Given the recent news on diesel subsidies, there is a high possibility, akin to a spark waiting for the right fuel.

As seen from a recent news report, the removal of diesel subsidies has presented businesses with the golden opportunity to justify price increases. Some businesses, although not directly affected by the removal of diesel subsidies, may even raise their prices to mimic their competitors' behaviour. Beware of this, as you may be infringing on the Competition Act 2010.

The Competition Act has been in effect for a dozen years. One of its primary provisions prohibits businesses from engaging in anti-competitive practices. The Act is enforced by the Malaysia Competition Commission (MyCC).

Anti-competitive practices include entering into agreements with competitors to raise prices of goods or services. While many businesses may be aware of the law and avoid formal agreements, it is important to note that you could still be deemed to have entered into an agreement with a competitor even without a formal contract.
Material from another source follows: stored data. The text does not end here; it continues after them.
PR #555, opened 2023-11-14
chore: resolve doctest issues

nathanwn:
While reading through some code, I realized the examples in some docstrings are wrong. These should have been caught by `doctest`.

Currently in `pyproject.toml`, `pytest` is configured as follows:

```toml
[tool.pytest.ini_options]
addopts = "--verbose --doctest-modules -ra --cov macaron"  # Consider adding --pdb
testpaths = [
    "tests",
]
```

Although the `--doctest-modules` flag is enabled, meaning `doctest` should run, `testpaths` is limited to only the `tests` directory. This does not allow `doctest` to pick up the docstring examples in `src/macaron`.

In this PR, I enable `doctest` to discover docstring examples in `src/macaron` as follows:

```diff
testpaths = [
+   "src/macaron",  # this is included to run doctest on examples
    "tests",
]
```

I also fix cases where the example fails `doctest`. There are commonly two reasons why these examples fail:
* Case 1: The example is wrong. One or more of these things happen: the test is syntactically wrong, or the input is wrong, or the output is wrong. In these cases, I fix the example.
* Case 2: The example is only intended to demonstrate how the API looks like, and not how it is actually used and what the corresponding result should be. In addition, the setup required for some of these examples is quite complex (e.g. requires loading a config or making an HTTP request). In these cases, I convert the example from using a Python REPL block, which is what `doctest` picks up, to using a Python code block.

### DIFF
--- a/src/macaron/output_reporter/results.py
+++ b/src/macaron/output_reporter/results.py
@@ -98,8 +98,15 @@ class Record(Generic[RecordNode]):
 
         Examples
         --------
-        >>> record.get_summary()
-        {'id': 'apache/maven', 'description': 'Analysis completed', 'report': 'apache.html', 'status': SCMStatus.AVAILABLE}
+        .. code-block:: python3
+
+            summary = record.get_summary()
+            # summary == {
+            #     'id': 'apache/maven',
+            #     'description': 'Analysis completed',
+            #     'report': 'apache.html',
+            #     'status': SCMStatus.AVAILABLE,
+            # }
         """
         return {
             "id": self.record_id,
--- a/src/macaron/output_reporter/results.py
+++ b/src/macaron/output_reporter/results.py
@@ -98,15 +98,23 @@ class Record(Generic[RecordNode]):
 
         Examples
         --------
-        .. code-block:: python3
-
-            summary = record.get_summary()
-            # summary == {
-            #     'id': 'apache/maven',
-            #     'description': 'Analysis completed',
-            #     'report': 'apache.html',
-            #     'status': SCMStatus.AVAILABLE,
-            # }
+        >>> from pprint import pprint
+        >>> from macaron.config.target_config import Configuration
+        >>> from macaron.output_reporter.scm import SCMStatus
+        >>> from macaron.output_reporter.results import Record
+        >>> record = Record(
+        ...     record_id="apache/maven",
+        ...     description="Analysis completed",
+        ...     pre_config=Configuration({}),
+        ...     status=SCMStatus.MISSING_SCM,
+        ...     context=None,
+        ...     dependencies=[],
+        ... )
+        >>> pprint(record.get_summary())
+        {'description': 'Analysis completed',
+         'id': 'apache/maven',
+         'repo_url_status': <SCMStatus.MISSING_SCM: 'MISSING REPO URL'>,
+         'report': ''}
         """
         return {
             "id": self.record_id,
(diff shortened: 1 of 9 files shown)


tromai (approved):
Thanks for having a look @nathanwn . LGTM.

src/macaron/output_reporter/results.py
```diff
@@ -98,8 +98,15 @@ def get_summary(self) -> dict:
...
+        .. code-block:: python3
+
+            summary = record.get_summary()
+            # summary == {
+            #     'id': 'apache/maven',
+            #     'description': 'Analysis completed',
+            #     'report': 'apache.html',
+            #     'status': SCMStatus.AVAILABLE,
+            # }
         """
```
behnazh-w, line 110: This doctest will not be picked by pytest because according to the documentation:
>The [doctest](https://docs.python.org/3/library/doctest.html#module-doctest) module searches for pieces of text that look like interactive Python sessions, and then executes those sessions to verify that they work exactly as shown.

So, you need to make it interactive, and when you do you will notice that the doctest will fail.
Also, you need to use `pycon` instead of `python3`, otherwise `blacken-docs` will not be able to parse the code.
```suggestion
        .. code-block:: pycon

            >>> from macaron.config.target_config import Configuration
            >>> from macaron.output_reporter.scm import SCMStatus
            >>> from macaron.output_reporter.results import Record
            >>> record = Record(
            ...     record_id="apache/maven",
            ...     description="Analysis completed",
            ...     pre_config=Configuration({}),
            ...     status=SCMStatus.MISSING_SCM,
            ...     context=None,
            ...     dependencies=[],
            ... )
            >>> record.get_summary()
            {'id': 'apache/maven', 'description': 'Analysis completed', 'report': '', 'repo_url_status': <SCMStatus.MISSING_SCM: 'MISSING REPO URL'>}

        """  # noqa: B950
```
This should be a valid doctest that can be checked.

See

nathanwn: I am aware of how doctest works here. As I mentioned in the PR description, I categorized the doctest errors into 2 groups:

* ones that are supposed to be run in Python REPL (interactive mode), and
* ones that are only there to demonstrate how the API should be used.
 
I qualified this to be in the 2nd group, and the way I went about fixing this group of errors was to convert them into Python code blocks without caring about the execution since the setup for these examples can be complex. As you have probably realized in this particular example, it requires a few imports and initialization of an object with 6 different fields before the relevant part of the example can be executed, which is the `get_summary` method. The initial example before my change was not doing the necessary setup for the `get_summary` method, and I was not familiar enough with the `Record` class to make a judgment call about whether I should set up a `Record` object here to actually run the example in interactive mode. Therefore, I opted to keep it almost exactly the same as the previous version and just convert it to a Python code block.

Hopefully, this clarifies my intention here.

I will incorporate your suggestion. Thanks, Behnaz.

behnazh-w: I wasn't sure about your intent here because you were commenting out 
```
            # summary == {
            #     'id': 'apache/maven',
            #     'description': 'Analysis completed',
            #     'report': 'apache.html',
            #     'status': SCMStatus.AVAILABLE,
            # }
```
but leaving `summary = record.get_summary()` uncommented.  If this block was not going to be picked up by pytest anyway, then why to comment and uncomment some lines?

nathanwn: The example was not supposed to be picked up by pytest, but just to give an example of how the API should be used and what the expected result should look like.
The expected result is not valid Python syntax, and therefore I put it in a comment block.

nathanwn: I incorporated your suggestion in 7ab9baee451b5a1f0433b2808f47c625ec40829e.

behnazh-w: > The expected result is not valid Python syntax, and therefore I put it in a comment block.

In such cases, it doesn't make sense to use a `python` code block if the example is not a valid Python code.

behnazh-w (approved):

Under the Act, an 'agreement' is defined broadly to encompass any form of contract, arrangement, or understanding, whether or not legally enforceable, and includes concerted practices.

If you are unsure what a concerted practice entails, it refers to a situation where companies act in parallel to restrict competition - in simpler terms, if Company A raises its prices today, and without a formal agreement, its competitors, Companies B, C, and D, follow suit in the subsequent days. The pattern repeats whenever a company raises its prices. That's right - no formal agreement is necessary; just an understanding or a 'meeting of the minds' is enough to attract scrutiny from competition authorities.

If you believe this is subjective and difficult to prove as an infringement, think again. Six months ago, five chicken feed millers were collectively fined RM415 million by MyCC for infringing the Act via concerted practices. MyCC's investigation revealed consistent, if not identical, increases in poultry feed prices by all five companies from January 2020 to June 2022. Despite the companies' denial of any formal agreement, MyCC's data analysis clearly showed trends and patterns suggesting an implied or indirect collusion to manipulate prices.

Amid escalating living expenses, businesses may see the need to raise prices as a necessity, particularly with the removal of diesel subsidies viewed as an opportunity. Indeed, fuel prices significantly influence logistics costs, which in turn impact the prices of goods transported nationwide. When fuel prices soar, the ripple effect reaches from the supermarket aisles to the electronic shelves.

If you are running a business, refrain from mimicking your competitors' pricing behaviour blindly. It is worth reiterating that any price increase should be made independently.

As such, it’s essential to remain vigilant, whether as a consumer or a business procuring goods in a commercial context - or even selling, for that matter. The temptation to raise prices is strong, especially when competitors are doing the same. It is important to emphasise that any form of price coordination, even without a formal agreement, can lead to serious consequences with the regulator. Put simply, there are 415 million reasons not to take this lightly.

The MyCC has recently issued a strong statement, pledging to monitor the market closely and enforce strict regulations, in collaboration with the Ministry of Domestic Trade, to curb anti-competitive practices.

The bottom line? Don't be the wolf, and avoid being the sheep; be the vigilant shepherd for the regulator.

Suren Rajah is a practising lawyer, having previously held the position of a senior assistant director (enforcement) at the Malaysia Competition Commission (MyCC).